A Soyuz-Fregat rocket has lifted off from the Russian space base at Baikonur, Kazakhstan, bearing a large European weather satellite.

The rocket carrying the 4.1-tonne satellite MetOp-A lifted off Thursday at 1628 GMT to be placed in an 850-kilometer (531-mile) orbit around the poles.

Five previous attempts to launch the new-generation satellite since July had been thwarted by technical hitches and poor weather.

MetOp-A is billed as the most sophisticated Earth-observation satellite ever built, with 13 instruments to record temperature, humidity, wind speed and ozone cover across the globe, monitor the environment in space and listen out for signals from ships and aircraft in distress.

Europe’s current generation of weather satellites operates at geostationary orbit, providing snapshots of half of the Earth from a distance of 36,000 kilometers (22,500 miles).

MetOp will provide pictures of the entire globe, swinging around the poles in 101-minute orbits while the planet turns.

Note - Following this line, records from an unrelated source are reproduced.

PR #2633, opened 2018-06-01
xapian: select the libuuid from util-linux, fix build for version 1.4.5.

fbrosson:


dev-libs/xapian/xapian-1.2.25.recipe
```diff
@@ -48,21 +47,29 @@ PROVIDES="
...
 
 PROVIDES_devel="
 	xapian${secondaryArchSuffix}_devel = $portVersion
 	devel:libxapian$secondaryArchSuffix = $libVersionCompat
+	cmd:xapian_config$secondaryArchSuffix = $portVersion
 	"
 REQUIRES_devel="
 	xapian$secondaryArchSuffix == $portVersion base
 	"
+if [ -n "$secondaryArchSuffix" -a "$commandBinDir" != "$prefix"/bin ]; then
```
alaviss:
```diff
-if [ -n "$secondaryArchSuffix" -a "$commandBinDir" != "$prefix"/bin ]; then
+if [ -n "$secondaryArchSuffix" -a "$commandBinDir" == "$binDir" ]; then
```

The less hardcoding, the better :)

dev-libs/xapian/xapian-1.2.25.recipe
```diff
@@ -48,21 +47,29 @@ PROVIDES="
...
+CONFLICTS_devel="
+	xapian_devel
```
alaviss: Sorry, but I don't understand this. Why would `xapian${secondaryArchSuffix}_devel` conflicts with `xapian_devel`?

dev-libs/xapian/xapian-1.2.25.recipe
```diff
@@ -74,12 +81,17 @@ BUILD_PREREQUIRES="
 	cmd:sed
 	"
 
-defineDebugInfoPackage xapian$secondaryArchSuffix \
-	"$libDir"/libxapian.so.$libVersion
+debugList=("$libDir"/libxapian.so.$libVersion)
+for i in `echo "$PROVIDES" | sed -n -e \
+		"s/^[\t]*cmd:\(.*\)$commandSuffix =.*/\1/p;" | sed -e "s/_/-/g"`; do
```
alaviss: I'm not really a fan of using non-builtin when dealing with metadata though, as you can't be sure that external cmds exist, but I think it's fine here.

dev-libs/xapian/xapian-1.2.25.recipe
fbrosson: Yeah, I do agree that `"$prefix"/bin` is a hardcoded path, but since we already have it earlier, using `[ -n "$secondaryArchSuffix" -a "$commandBinDir" != "$prefix"/bin ]` instead of `[ -n "$secondaryArchSuffix" -a "$commandBinDir" = "$binDir" ]` makes the test easier to translate to english.
The sentence I would translate this to is:
_Are we building for a secondary arch and are we installing on something other than `"$prefix"/bin`?_

After all, we want a conflicts _only_ if these two conditions are both met:
* we are building for a secondary arch
* we did not change the default definition for `commandBinDir`.

dev-libs/xapian/xapian-1.2.25.recipe
fbrosson: This conflicts is needed because we have moved `$libDir/cmake/xapian/*` to `$dataDir/cmake/Modules/xapian/*`.
This is not an issue on x86 secondary arch **_if_** the primary arch is x86_gcc2.

But since x86 secondary arch will become available for a x86_64 hybrid, we need to make sure that, on that hybrid arch, `xapian_x86_devel` and `xapian_devel` will never be activated together.
That's because these packages have overlapping `$dataDir/cmake/Modules/xapian/*` files which have conflicting contents.

dev-libs/xapian/xapian-1.2.25.recipe
fbrosson: After all, since I had to fix a typo, I switched the test to use your variant :)

dev-libs/xapian/xapian-1.2.25.recipe
fbrosson: Yeah, I also try to avoid unusual blocs like this one, but here, as you already noticed, its fine because there are a lot of `cmd:` items, so duplicating them here would be worse than having this tiny block.

dev-libs/xapian/xapian-1.2.25.recipe
```diff
@@ -89,18 +101,31 @@ INSTALL()
...
+	fi
+
 	prepareInstalledDevelLib libxapian
 	fixPkgconfig
 
-	mkdir -p $dataDir/cmake/Modules
-	mv $libDir/cmake/xapian $dataDir/cmake/Modules/xapian
+	# move $libDir/cmake/xapian/* to $dataDir/cmake/Modules/xapian/*
+	mkdir -p "$dataDir"/cmake
+	mv "$libDir"/cmake "$dataDir"/cmake/Modules
```
alaviss: I've only noticed this just now, but why was this moved?

fbrosson: I don't know.
The recipe was created in 1439375f3ae420f8eb3a6ce82b0373db9d487ee4 with this move:
https://github.com/haikuports/haikuports/blob/1439375f3ae420f8eb3a6ce82b0373db9d487ee4/dev-libs/xapian/xapian-1.2.21.recipe#L82

If you think we should keep it in `$libDir` and if there are no downsides to this, then that's OK for me. 
(I can't change it myself because I'm not a cmake expert, so I might miss something.)

PR #3000, opened 2018-09-04
Vim 8.1 update 

kenmays:
Needs patchset review for haikuport import/regeneration check.
Built and tested vim 8.1 on hrev52300 x86_gcc2.
Migrating all legacy vim patchsets and recipes to current (vim 8.1.0346, Sept 2, 2018).


extrowerk:
Patch doesn't applies cleanly.

PR #3001, opened 2018-09-04
Mplayer: bump to snapshot

extrowerk:
Latest stable version crashes.
I had to mirror the sources on github, as the snapshot aren't versoined and not kept.

Works nicely on x86_64 but untested on x86. But it should build fine.


scottmc:
Please submit the patch upstream as a pull request and follow up on it as needed.

extrowerk:
@scottmc : Did long time ago, but the project is in "sleeping" state.

scottmc:
It looked to me that they were keeping up on pull requests.  Also keep in mind that sometimes smaller pull requests are easy to get added.  So maybe consider breaking it up in smaller parts if it's too much at once.

scottmc:
> @scottmc : Did long time ago, but the project is in "sleeping" state.
> Correction: I sent the patches to one dev, and just checked their ML (what i haven't did before): they would like to see some changes here and there:
> http://lists.mplayerhq.hu/pipermail/mplayer-dev-eng/2017-September/073641.html
> Let's see if i can do it.
> 
> @diversys : afaik the code is from you. Are you OK with license change? (for more info check the ML thread)

sounds like a reasonable change.  be sure to get permissions from all that contributed to the patch.

PR #3004, opened 2018-09-05
Mesa cleanup

kenmays:
Cleans up legacy Mesa recipes/patches not fully tested, not working, or unused on Haiku as of Sept 2018..
Mesa 17.1.10 and Mesa 7.9.2 are tested as working for Haiku R1B1.


extrowerk:
Let's ask @kallisti5 if they really aren't needed.

kallisti5:
toss em.  We had some issues with more recent mesa's not working, but if we have a functional port currently, they really aren't needed.

If we do need them for historical reasons we can get them from the git history.

PR #3009, opened 2018-09-06
curl: use libnghttp2.

fbrosson:


fbrosson:
curl is working like a charm with libnghttp2. Tested with `curl --http2 ...`

Reminder: if this gets merged then nghttp2 will need to be included in the default images.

These images will be in much finer detail than those provided by geostationary satellites and should enable forecasters to speed up accurate medium-range forecasts by half a day, according to MetOp’s operator, the European Organization for the Exploitation of Meteorological Satellites (EUMETSAT).

MetOp will operate in conjunction with the US National Oceanic and Atmospheric Administration (NOAA), whose satellite will fly in a complementary orbit in order to maximize coverage.

Two other MetOp (Meteorological Operational) satellites will follow MetOp-A under a 2.4-billion-euro (three-billion-dollar plan) over the next 10 years. Together, they will provide EUMETSAT with data until 2020.

EUMETSAT has pledged three quarters of the cost, with the rest coming from the ESA.